▶ [Exercise directions] In the entries below, the word "just" appears on some lines. Copy each of those lines.

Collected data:

PR #2485, opened 2022-11-02
FileStream-based implementation for updating cache index file

lucy96chen:
Changes:
- Changed updates to the cache index file on disk to go through a `FileStream` to do modifications in place instead of needing to constantly loop through entries and re-write the cache index file - The old implementation is now a fall back in case physical file paths cannot be obtained (i.e. an in-memory file system).
- Modified shader cache tests to test both on-disk and in-memory file systems for the cache where possible - Any on-disk test should now automatically clean up generated files after running.

As far as I can tell by observing load times in Falcor, this runs more or less about as quickly as the previous implementation for small caches but scales significantly better as the number of cache entries grows.


tools/gfx/persistent-shader-cache.cpp
```diff
@@ -42,39 +48,69 @@ void PersistentShaderCache::loadCacheFromFile()
...
-        ShaderCacheEntry entry = { dependencyDigest, contentsDigest };
-        auto entryNode = entries.AddLast(entry);
-        keyToEntry.Add(dependencyDigest, entryNode);
-
-        // If there are more entries present in the cache file than the entry count limit allows,
-        // ignore the rest. Since we output the lines in the cache file in order of most to least
-        // recently used, the cache's behavior will still be correct.
-        if (desc.entryCountLimit > 0 && entries.Count() == desc.entryCountLimit)
-            break;
+        auto indexString = UnownedStringSlice((char*)indexBlob->getBufferPointer());
```
csyonghe, line 61: I suggest we do binary file read write to skip the whole parsing/toString conversion altogether.

tools/gfx/persistent-shader-cache.cpp
```diff
@@ -121,13 +161,24 @@ void PersistentShaderCache::addEntry(const slang::Digest& dependencyDigest, cons
...
+
+    ShaderCacheEntry entry = { dependencyDigest, contentsDigest, lastAccessedTime };
     auto entryNode = entries.AddFirst(entry);
     keyToEntry.Add(dependencyDigest, entryNode);
 
     mutableShaderCacheFileSystem->saveFileBlob(DigestUtil::toString(dependencyDigest).getBuffer(), compiledCode);
 
-    saveCacheToFile();
+    indexStream.seek(SeekOrigin::End, 0);
+    entryToOffset.Add(entry, indexStream.getPosition());
```
csyonghe, line 173: For binary files, just seek and write the raw bytes.

tools/gfx/persistent-shader-cache.cpp
```diff
@@ -121,13 +161,24 @@ void PersistentShaderCache::addEntry(const slang::Digest& dependencyDigest, cons
         deleteLRUEntry();
     }
 
-    ShaderCacheEntry entry = { dependencyDigest, astDigest };
+    auto lastAccessedTime = duration_cast<duration<double>>(high_resolution_clock::now().time_since_epoch()).count();
```
csyonghe, line 164: I don't think the duration_cast here is necessary.

tools/gfx/persistent-shader-cache.cpp
```diff
@@ -96,13 +132,17 @@ LinkedNode<ShaderCacheEntry>* PersistentShaderCache::findEntry(const slang::Dige
         entries.AddFirst(entryNode);
         if (mutableShaderCacheFileSystem)
         {
-            saveCacheToFile();
+            auto lastAccessedString = String(duration_cast<duration<double>>(high_resolution_clock::now().time_since_epoch()).count());
```
csyonghe, line 135: You can store a `List<ShaderCacheEntry> ` that is exactly the same as the whole file in memory.
Your linked list can just be `LinkedList<ShaderCacheEntry*>` or `LinkedList<Index>` that points to locations in the `List`. The offset can then be calculated directly without needing the `entryToOffset` dictionary.

tools/gfx/persistent-shader-cache.cpp
lucy96chen: done

tools/gfx/persistent-shader-cache.cpp
lucy96chen: done

tools/gfx/persistent-shader-cache.cpp
lucy96chen: done

tools/gfx/persistent-shader-cache.cpp
```diff
@@ -35,52 +41,109 @@ PersistentShaderCache::PersistentShaderCache(const IDevice::ShaderCacheDesc& inD
...
+            // While this has no impact on cache operation, it could be problematic for debugging purposes, etc.
+            indexStream.close();
+            indexStream.init(filePath, FileMode::Create, FileAccess::ReadWrite, FileShare::ReadWrite);
+            return;
+        }
+        else
+        {
+            // The cache index is not guaranteed to be ordered by most recent access, so we need a temporary list to store
+            // all the entries in order to sort them before filling in our linked list.
+            List<ShaderCacheEntry> tempEntries;
```
csyonghe, line 112: No need to use a loop to read.
```
tempEntries.setCount(numEntries);
indexStream.read(tempEntries.getBuffer(), sizeof(ShaderCacheEntry)*numEntries, ..);
```

lucy96chen: done

tools/gfx/persistent-shader-cache.h
```diff
@@ -36,38 +51,50 @@ class PersistentShaderCache : public RefObject
...
+    // of the removed entry so addEntry() can overwrite the corresponding entry in 'entries'
+    // with the new entry. This should only be called by addEntry() when the cache reaches maximum capacity.
+    Index deleteLRUEntry();
+
+    // These functions perform the same tasks as their counterparts defined above. However, without access
+    // to a physical file path, in-memory file systems cannot leverage file streams and need to fall back
+    // on a different implementation.
+    void loadCacheFromMemory();
+    ShaderCacheEntry* findEntryInMemory(const slang::Digest& key, ISlangBlob** outCompiledCode);
+    void addEntryToMemory(const slang::Digest& dependencyDigest, const slang::Digest& contentsDigest, ISlangBlob* compiledCode);
```
csyonghe, line 72: We should find a way to unify most of the logic between os file system path and memory file system path.
I think we define wrappers like  `seekInFile()` and `writeBytesToFile` to intercept the `fseek` `fwrite` calls that modifies a real file for the OS path and just do in-place modification in memory for the memory path.

lucy96chen: Looking at this again, only loading the cache from file has significant differences in logic due to their different sources. The memory path just needs the extra save call on exit and otherwise shares basically all of its logic with the OS path, which has the extra file stream read/write. Think just wrapping the file stream I/O in an if check for an on-disk file system is sufficient.

source/slang/slang.cpp
```diff
@@ -3269,7 +3263,33 @@ void Module::updateDependencyBasedHash(
...
 {
-    builder.addToDigest(getContentsDigest());
+    auto filePathDependencies = getFilePathDependencies();
+
+    DigestBuilder lastModifiedBuilder;
+    for (auto file : filePathDependencies)
+    {
+        struct stat fileStatus;
+        stat(file.getBuffer(), &fileStatus);
+        lastModifiedBuilder.addToDigest(fileStatus.st_mtime);
```
csyonghe, line 3273: What if `stat` failed?

lucy96chen: hmm, safer to change this back to returning a `Result` then to help catch `stat` returning non-zero. I was thinking that the process of building up the list of file dependencies should catch any problems, but I suppose a file could be inaccessible even if it exists.

lucy96chen: I'm going to change the return type for `compute/updateDependencyBasedHash` to `Result` as well to maintain parity between the two functions (and in case any potential future additions to the hashing can fail).

lucy96chen: Changed to handle file dependencies which do not physically reside on disk.

csyonghe (approved):

PR #2486, opened 2022-11-02
Add gfxGetAdapters function (currently implemented for D3D12/Vulkan)

skallweitNV:


tools/gfx/render.cpp
```diff
@@ -233,6 +236,40 @@ extern "C"
         return SLANG_OK;
     }
 
+    SLANG_GFX_API SlangResult SLANG_MCALL gfxGetAdapters(DeviceType type, AdapterInfo* outAdapters, Size bufferSize, GfxCount* outAdapterCount)
```
csyonghe, line 239: This two-call idiom is OK, but we've been moving to just return an allocated ISlangBlob to return buffers.

csyonghe (approved):

csyonghe (approved):

csyonghe (approved):

PR #2490, opened 2022-11-03
Add adapterIndex to IDevice::Desc for selecting adapter

skallweitNV:
This allows selecting a specific adapter if multiple adapters match the given name.


csyonghe (approved):
Looks good. Shall we consider remove the adapter name field so we don't need the user to specify both of them, which seems redundant?

skallweitNV:
I'm closing this and opening a new PR that does the identification through LUID.

PR #2491, opened 2022-11-03
Shader Execution Reordering for VK

jsmall-nvidia:
Currently outputs GLSL to test.

Changes:

* Added LocationTracker - for tracking types of index/locations as seen on Vulkan/GLSL 
* Fixed issues around GetAttribute
* Added HitObjectAttribute and related types

Getting GetAttributes to work required a 'trick'/hack. With other ray tracing functions the attributes/payload were stored as a static variable within the function body. Since the function bodies were generic on the payload/attributes this would mean that there would be a location and a global variable for each of the types.

With HitRay the .GetAttributes method needs to be able to get the attributes that are set on the launch. It's not possible to store the static variable in the MakeHit function then, because it wouldn't be available to .GetAttributes. In C++ you could write

```C++
template <typename T>
T& _accessGlobal()
{
   static T t;
   return t;
}
```

Now it's possible to read/write the global T for any type by. 

```
_accessGlobal<float>() = 1.0f;
float value = _accessGlobal<float>();
```

In Slang if we try and do something notionally similar

```
__ref T __hitObjectAttributes<T>()
{
    [__vulkanHitObjectAttributes]   
    static T t;
    return t;
}
```

Doesn't actually work, but produces a function that returns a value. Fortunately `[ForceInline]` comes to the rescue, in output the function is replaced with the global, which is what was desired. Whilst that would seem ok and reasonable perhaps, there's something fishy in that if we remove `_ref` it still works(!) Which means I have *write* access to global variable when I shouldn't as I should be receiving a copy. For now this works for our purposes, but relies on behavior that seems incorrect. If __ref were honored in a similar way to C++ it would perhaps be reasonable. 

If the desired behavior in the original code was to have locations setup based on the used types, then using something like above would improve things in that it would only output global variables for each unique type/type whereas that isn't the case right now.

To properly test GLSL output will be necessary to have a suitable build on GLSLANG.

The GLSL extension has special behavior around `hitObjectNV`, where it cannot be assigned. That produces a problem because the HLSL API uses assignment! 

```
HitObject hitObject = HitObject::MakeXXXX(..).;
```

Needs to be output as something like

```
hitObjectNV hitObject;
extensionFunctionXXX(hitObject, ... );
```

It turns out using `[ForceInline]` on the GLSL `__specialized_for_target(glsl)`. This works for this example but does not work in general. For example

```
HitObject hitObjs[10];

// This will produce GLSL code with assignment
hitObjs[0] = HitObject::MakeXX(...);

HitObject doThing() {}
// If doThing isn't ForceInline will produce an assignment
HitObject hitObj = doThing();

// Won't work because will use assignment (which can't be SSA'd away)
HitObject hitObj;

if (x & 1)
{
   hitObj = HitObject::MakeXX(...);
}
else
{
  hitObj = HitObject::MakeXX(...);
}
```

Assignment can be in source code, if SSA means no assignment is produced (this is confirmed in `hit-object-assign.slang` test.

To do:

* GLSLANG compiler testing
* Have tests use SPIR-V to test not GLSL
* Motion support isn't currently available on NVAPI
* The issues VK described above need to be improved upon - at a minimum giving an error if not possible


tests/hlsl-intrinsic/shader-execution-reordering/hit-object-trace-motion-ray.slang.1.expected
```diff
@@ -0,0 +1,96 @@
...
+    float currentTime_0 = float(_S5);
+    SomeValues_0 someValues_0;
+    SomeValues_0 _S6 = { idx_0, float(idx_0) * 2.00000000000000000000 };
+    someValues_0 = _S6;
+    RayDesc_0 ray_0;
+    ray_0.Origin_0 = vec3(float(idx_0), 0.00000000000000000000, 0.00000000000000000000);
+    ray_0.TMin_0 = 0.00999999977648258209;
+    ray_0.Direction_0 = vec3(0.00000000000000000000, 1.00000000000000000000, 0.00000000000000000000);
+    ray_0.TMax_0 = 10000.00000000000000000000;
+    hitObjectNV hit_1 = HitObject_TraceMotionRay_0(scene_0, 20U, 255U, 0U, 4U, 0U, ray_0, currentTime_0, someValues_0);
```
alelenv, line 89: Generated GLSL is illegal.
`hitObjectNV` is an opaque type, you cannot assign/initialize it.

This is exactly similar in spirit to `rayQueryEXT` (with all its syntactic limitations)
So whatever codegen slang does for translating `RayQuery`, same should be done for `hitObjectNV`

jsmall-nvidia: Ok I see. That makes some parts of the API make more sense, as it didn't seem to map similarly to the NVAPI version of things. Will look to make suitable changes.

jsmall-nvidia: @alelenv There remain some issues, but it looks like the output for these tests appear appropriate. Would you mind taking a quick look?

csyonghe (dismissed):

tests/hlsl-intrinsic/shader-execution-reordering/hit-object-trace-motion-ray.slang.1.expected
```diff
@@ -0,0 +1,88 @@
...
+layout(binding = 0)
+uniform accelerationStructureEXT scene_0;
+
+layout(location = 0)
+hitObjectAttributeNV
+SomeValues_0 t_0;
+
+SomeValues_0 HitObject_GetAttributes_0(hitObjectNV this_0)
+{
+    return t_0;
```
alelenv, line 30: This should be extracting attributes from hitObjectNV using
`hitObjectGetAttributesNV(this_0, 0)`
But I think you have mentioned this as TODO/WIP

I am seeing sensible codegen from our stack (before entering rtcore) for most of the examples(havent checked all) so change looks good to me

PR #2493, opened 2022-11-04
Use property for DifferentialPair accessors.

csyonghe:


source/slang/diff.meta.slang
```diff
@@ -70,22 +70,34 @@ struct DifferentialPair : IDifferentiable
...
 
-    __intrinsic_op($(kIROp_DifferentialPairGetDifferential))
-    T.Differential d();
+    property p : T
+    {
+        __intrinsic_op($(kIROp_DifferentialPairGetPrimal))
+        get;
+    }
+
+    property v : T
```
saipraveenb25, line 79: Is `.v` used anywhere? It seems to be identical to `.p`

csyonghe: They are not, I was at a point think about using `v` instead of `p` since `p` could mean `ptr` in many naming conventions.

saipraveenb25 (approved):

▶ [Response]
csyonghe, line 173: For binary files, just seek and write the raw bytes.
Your linked list can just be `LinkedList<ShaderCacheEntry*>` or `LinkedList<Index>` that points to locations in the `List`. The offset can then be calculated directly without needing the `entryToOffset` dictionary.
I think we define wrappers like  `seekInFile()` and `writeBytesToFile` to intercept the `fseek` `fwrite` calls that modifies a real file for the OS path and just do in-place modification in memory for the memory path.
lucy96chen: Looking at this again, only loading the cache from file has significant differences in logic due to their different sources. The memory path just needs the extra save call on exit and otherwise shares basically all of its logic with the OS path, which has the extra file stream read/write. Think just wrapping the file stream I/O in an if check for an on-disk file system is sufficient.
csyonghe, line 239: This two-call idiom is OK, but we've been moving to just return an allocated ISlangBlob to return buffers.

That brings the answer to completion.